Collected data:

PR #6613, opened 2021-09-15
Rework filtering spawn egg and tile entity nbt config

Machine-Maker:

PR #7038, opened 2021-12-05
Improve behavior of filter-nbt-data-from-spawn-eggs-and-related config

Owen1212055:
This patch seemed to no longer work exactly anymore, as at least the behavior of filtering is no longer in this patch.

This readds it, and also instead of completely making blocks like command blocks turn to stone instead just wipe all tile entity data (opinion wanted on this).

Other nbt tags to remove can be suggested!

### DIFF
--- a/patches/server/0110-Filter-bad-data-from-ArmorStand-and-SpawnEgg-items.patch
+++ b/patches/server/0110-Filter-bad-data-from-ArmorStand-and-SpawnEgg-items.patch
@@ -5,7 +5,6 @@ Subject: [PATCH] Filter bad data from ArmorStand and SpawnEgg items
 
 Co-authored-by: Owen1212055 <23108066+Owen1212055@users.noreply.github.com>
 
-
 diff --git a/src/main/java/com/destroystokyo/paper/PaperWorldConfig.java b/src/main/java/com/destroystokyo/paper/PaperWorldConfig.java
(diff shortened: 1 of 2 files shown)


Machine-Maker:
This kinda sorta duplicates an already existing PR https://github.com/PaperMC/Paper/pull/6613

Owen1212055:
> This kinda sorta duplicates an already existing PR #6613

I mean this is just adding onto something that already exists and wasn’t updated. The original patch would also remove tags, but it got removed sometime. Does it hurt to have both? I don’t know, because this is just supposed to remove tags that we consider “dangerous”. You can have the decision here however, tbh.

Machine-Maker:
I this the configurability of #6613 is better, leaves it open to server owners with sane defaults.

However I do think it's better to wipe tile entity data instead of setting to stone which is the other thing your PR does.

Owen1212055:
> I this the configurability of #6613 is better, leaves it open to server owners with sane defaults.
> 
> 
> 
> However I do think it's better to wipe tile entity data instead of setting to stone which is the other thing your PR does.

What do I do with the patch then? This adds a config option that only half works, and only prevents special falling sand blocks. Should I just rename it?

Owen1212055:
@Machine-Maker Do you have any update on how you want this handled? This PR is a bit different, and tbh, this option seems a bit pointless to me anyways with ur PR.

But it leaves the question if we were to go with ur PR instead should the config option just be removed then?

Machine-Maker:
Handled in https://github.com/PaperMC/Paper/pull/6613 (Owen said to)

PR #7041, opened 2021-12-06
Properly resend entities

Owen1212055:
In some cases, when an entity is resent due to people being able to do funky things in the API it doesn't resend the entire entity properly.

Fixes
- ~~Axlotls disappearing when trying to cancel interact event and clicking on them with water bucket (they don't extend AbstractFish, but they do implement Bucketable)~~
- Bucketed entities not sending all their data when pickup is cancelled (such as passengers)

I also renamed the base patch to handle a variety of different scenarios related to entities not being sent correctly, but set myself as co author (I am not sure if I am suppoed to, but I don't want to "steal" the patch).


Owen1212055:
Rebased

Owen1212055:
https://hub.spigotmc.org/stash/projects/SPIGOT/repos/craftbukkit/pull-requests/979/overview

There is now a PR upstream for fixing the axolotl part of this issue.

Owen1212055:
Rebased

Machine-Maker (approved):

Owen1212055:
Rebased, please remove tag.

HexedHero:
Using https://www.spigotmc.org/resources/unbreakableleashes.73020/ if you teleport outside of the render distance with a leashed entity like a horse their position isn't updated and they are invisible until they get hurt etc. with a visual effect of you leashing an entity from 100's of blocks away. The plugin is open-source and is simply using API. The only way to get around this is to put this section of code https://gitlab.com/ranull/minecraft/unbreakableleashes/-/blob/master/src/main/java/com/ranull/unbreakableleashes/manager/LeashManager.java#L33-40 in a 2 tick or longer delay task. I had a similar issue wth my own code when updating to 1.18, The UnbreakableLeashes plugin is just a easy way to reproduce it. Would this be something considered to be fixed in this PR?

Owen1212055:
It does not, explanation can be seen https://canary.discord.com/channels/289587909051416579/555462289851940864/972574161417424906)

electronicboy (approved):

Work instruction
Where does the word "server" appear in the records? Copy every line that holds it.

Solution to this task
--- a/patches/server/0110-Filter-bad-data-from-ArmorStand-and-SpawnEgg-items.patch
+++ b/patches/server/0110-Filter-bad-data-from-ArmorStand-and-SpawnEgg-items.patch
I this the configurability of #6613 is better, leaves it open to server owners with sane defaults.
> I this the configurability of #6613 is better, leaves it open to server owners with sane defaults.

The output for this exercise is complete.